## GIVEN RECORDS:
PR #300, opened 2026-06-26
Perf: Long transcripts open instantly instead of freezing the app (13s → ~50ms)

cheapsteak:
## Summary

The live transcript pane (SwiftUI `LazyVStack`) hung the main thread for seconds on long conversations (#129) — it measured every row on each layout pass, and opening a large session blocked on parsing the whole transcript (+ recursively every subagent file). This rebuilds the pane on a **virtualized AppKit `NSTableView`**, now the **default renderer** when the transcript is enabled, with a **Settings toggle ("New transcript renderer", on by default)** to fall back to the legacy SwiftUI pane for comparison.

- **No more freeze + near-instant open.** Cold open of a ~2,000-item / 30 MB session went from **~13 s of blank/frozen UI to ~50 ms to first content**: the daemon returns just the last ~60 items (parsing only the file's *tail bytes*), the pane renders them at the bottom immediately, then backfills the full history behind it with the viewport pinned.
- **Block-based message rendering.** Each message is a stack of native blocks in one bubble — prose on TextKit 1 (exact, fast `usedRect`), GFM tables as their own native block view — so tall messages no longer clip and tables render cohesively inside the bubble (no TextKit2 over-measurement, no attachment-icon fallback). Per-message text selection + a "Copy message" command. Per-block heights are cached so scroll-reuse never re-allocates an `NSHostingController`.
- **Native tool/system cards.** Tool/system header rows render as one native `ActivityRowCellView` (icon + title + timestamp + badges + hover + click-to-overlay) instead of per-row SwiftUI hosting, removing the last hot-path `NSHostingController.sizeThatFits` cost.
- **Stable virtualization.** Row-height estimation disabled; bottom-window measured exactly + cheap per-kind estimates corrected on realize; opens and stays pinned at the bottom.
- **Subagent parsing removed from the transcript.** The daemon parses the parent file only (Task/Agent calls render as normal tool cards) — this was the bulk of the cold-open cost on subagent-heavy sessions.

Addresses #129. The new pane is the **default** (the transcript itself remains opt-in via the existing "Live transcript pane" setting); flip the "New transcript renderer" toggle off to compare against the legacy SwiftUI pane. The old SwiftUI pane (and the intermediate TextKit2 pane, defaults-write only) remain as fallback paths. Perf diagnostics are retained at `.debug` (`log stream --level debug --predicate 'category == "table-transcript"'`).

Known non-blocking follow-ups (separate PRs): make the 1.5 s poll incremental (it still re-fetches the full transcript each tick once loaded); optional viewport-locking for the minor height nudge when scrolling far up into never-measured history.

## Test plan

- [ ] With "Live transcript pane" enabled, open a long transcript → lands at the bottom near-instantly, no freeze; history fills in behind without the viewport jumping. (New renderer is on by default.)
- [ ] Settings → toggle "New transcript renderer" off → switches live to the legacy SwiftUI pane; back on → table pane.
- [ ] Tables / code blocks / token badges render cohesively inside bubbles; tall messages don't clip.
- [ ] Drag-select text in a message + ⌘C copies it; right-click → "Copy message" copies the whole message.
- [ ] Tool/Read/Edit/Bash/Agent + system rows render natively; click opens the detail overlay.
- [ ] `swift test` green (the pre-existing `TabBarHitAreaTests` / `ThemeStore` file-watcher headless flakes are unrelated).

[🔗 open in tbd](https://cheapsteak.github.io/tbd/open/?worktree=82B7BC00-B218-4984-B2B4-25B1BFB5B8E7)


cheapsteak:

## TASK PROMPT:
Find where the line with "- **No more" sits in the material above, then copy exactly from it through the line with "- **Stable virtualization.**". Add no other line.

## SOLUTION TO THIS TASK:
- **No more freeze + near-instant open.** Cold open of a ~2,000-item / 30 MB session went from **~13 s of blank/frozen UI to ~50 ms to first content**: the daemon returns just the last ~60 items (parsing only the file's *tail bytes*), the pane renders them at the bottom immediately, then backfills the full history behind it with the viewport pinned.
- **Block-based message rendering.** Each message is a stack of native blocks in one bubble — prose on TextKit 1 (exact, fast `usedRect`), GFM tables as their own native block view — so tall messages no longer clip and tables render cohesively inside the bubble (no TextKit2 over-measurement, no attachment-icon fallback). Per-message text selection + a "Copy message" command. Per-block heights are cached so scroll-reuse never re-allocates an `NSHostingController`.
- **Native tool/system cards.** Tool/system header rows render as one native `ActivityRowCellView` (icon + title + timestamp + badges + hover + click-to-overlay) instead of per-row SwiftUI hosting, removing the last hot-path `NSHostingController.sizeThatFits` cost.
- **Stable virtualization.** Row-height estimation disabled; bottom-window measured exactly + cheap per-kind estimates corrected on realize; opens and stays pinned at the bottom.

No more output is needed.